Baret, F. 1986. Contribution au suivi radiometriqué de cultures de céréales. Ph.D. Dissertation, Université Orsay, Orsay, France.

McMaster, G.S. and Wilhelm, W.W., 1997. Growing degree-days: one equation, two interpretations. Agricultural and forest meteorology, 87(4), pp.291-300.

Wallach, D., Makowski, D., and Jones, J.W. 2006. Working with dynamic crop models. Chapter 3: UNcertainty and sensitivity analysis for crop models by Monod, H., Naud, C., and Makowski, D.

Patrignani, A., Knapp, M., Redmond, C. and Santos, E., 2020. Technical overview of the Kansas Mesonet. Journal of Atmospheric and Oceanic Technology, 37(12), pp.2167-2183.

Van Rossum, G., Warsaw, B. and Coghlan, N., 2001. PEP 8: style guide for Python code. Python Software Foundation. Link: https://www.python.org/dev/peps/pep-0008/ Accessed: 25-April-2021.

## Q&A <a id='q&a'>

**Question:** I don't have a result on the screen

**Answer instructor:** Few things could be going on here:
   1. Make sure you run the code cell. You can do this by pressing `ctrl + Enter`
   2. Make sure your cell is a `code` cell (default) and not a `markdown` cell.
   3. It is possible that the result is saved into a variable. Use the `print()` function to display the content of the varaible.

<br/>

**Question:** Can I choose DPI, size, format before exporting the figure? How to export?

**Answer instructor:** Bokeh does not have a way to specify the DPI. The resolution is set up by the width and the height of the plot. For a high resolution simply set up a larger figure. Read [this discussion](https://github.com/bokeh/bokeh/issues/8807) from one of the main Bokeh developers.

**Answer by another student:** If you use a plotting library called Matplotlib, the following code should save your figure `plt.savefig('weather.png', dpi=500, bbox_inches='tight')`. This code will not work in Bokeh.

<br/>

**Question:**
Is there a way to show a floating TOC on notebooks?

**Answer instructor:** Floating TOC are possible by installing some extensions in Jupyter Lab. Look at the Extension Manager (icon of a puzzle piece to your left). Some extensions are useful and handy for improving the styling of the notebook.

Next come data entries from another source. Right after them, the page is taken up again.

PR #931, opened 2022-07-07
IGNITE-17291

denis-chudov:


modules/metastorage-client/src/main/java/org/apache/ignite/internal/metastorage/client/CursorImpl.java
```diff
@@ -50,19 +52,41 @@
...
+     * @param fn                    Function transforming the element of type {@link M} to the type of {@link T}.
+     */
+    public <M> CursorImpl(
+            RaftGroupService metaStorageRaftGrpSvc,
+            CompletableFuture<IgniteUuid> initOp,
+            Function<M, T> fn
+    ) {
+        this.metaStorageRaftGrpSvc = metaStorageRaftGrpSvc;
+        this.initOp = initOp;
+        this.it = new InnerIterator(e -> singleton(e), fn);
```
sanpwc, line 69: Do you really like an idea of wrapping every next result with SingletonSet?

modules/metastorage-client/src/main/java/org/apache/ignite/internal/metastorage/client/CursorImpl.java
```diff
@@ -50,19 +52,41 @@
...
      * @param initOp                Future that runs meta storage service operation that provides cursor.
+     * @param internalCacheFn       Function transforming the result of {@link CursorNextCommand} to the
+     *                              {@link Iterable} of elements of type {@link M}.
+     * @param fn                    Function transforming the element of type {@link M} to the type of {@link T}.
      */
-    CursorImpl(RaftGroupService metaStorageRaftGrpSvc, CompletableFuture<IgniteUuid> initOp, Function<Object, T> fn) {
+    public <M> CursorImpl(
+            RaftGroupService metaStorageRaftGrpSvc,
+            CompletableFuture<IgniteUuid> initOp,
+            Function<Object, Iterable<M>> internalCacheFn,
```
sanpwc, line 84: I don't think that we need two explicit transformation functions. Please consider approach that is used within
`new CursorImpl<>(metaStorageRaftGrpSvc, watchRes, MetaStorageServiceImpl::watchResponse),`.

modules/metastorage-client/src/main/java/org/apache/ignite/internal/metastorage/client/EntryImpl.java
```diff
@@ -48,7 +48,7 @@ public final class EntryImpl implements Entry {
      * @param rev     Revision.
      * @param updCntr Update counter.
      */
-    EntryImpl(@NotNull ByteArray key, @Nullable byte[] val, long rev, long updCntr) {
+    public EntryImpl(@NotNull ByteArray key, @Nullable byte[] val, long rev, long updCntr) {
```
sanpwc, line 51: package-private still seems fine here.

modules/metastorage/src/test/java/org/apache/ignite/internal/metastorage/MetaStorageRangeCursorTest.java
```diff
@@ -0,0 +1,182 @@
...
+import org.junit.jupiter.params.provider.Arguments;
+import org.junit.jupiter.params.provider.MethodSource;
+import org.mockito.Mock;
+import org.mockito.junit.jupiter.MockitoExtension;
+
+/**
+ * Test for cursor created by {@link MetaStorageService#range(ByteArray, ByteArray)} commands.
+ */
+@ExtendWith(MockitoExtension.class)
+public class MetaStorageRangeCursorTest {
```
sanpwc, line 66: I'd rather move given range test to org.apache.ignite.internal.metastorage.client.ItMetaStorageServiceTest, WDYT?

denis-chudov: `ItMetaStorageServiceTest` are more slow due to `@BeforeEach` method, this is unacceptable for the tests in `MetaStorageRangeCursorTest` that has several dozens of tests.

Many features that involve interactivity likely involve another language called Javscript, which means that you will end up installing several more dependencies. I added a TOC to this notebook using basic Markdown and HTML, which does not require additional installations. [Check this extension](https://github.com/jupyterlab/jupyterlab-toc). 

<br/>

**Question:**:I think you used a dot to perform a sequence of math operations, but does it work for more complex functions? I'm thinking if there's an analog to the pipe in R (i.e. use the object at the left as the first argument of the function at the right). Thanks!!!

**Answer instructor:** The pipe `|` operator in the *R* programming language represents the *bitwise OR* operator in Python, which is widely used to perform vectorized boolean operations, notably when using the Numpy module or modules heavily based on Numpy. Python, and particularly modules like Pandas, allow the user to chain multiple methods. I typically advise against chaining more than two operations to maintain code readability, but this is a personal choice. One-line statements are neat and force the programmer to test their skill and learn tricks, just make sure your code does not become cryptic.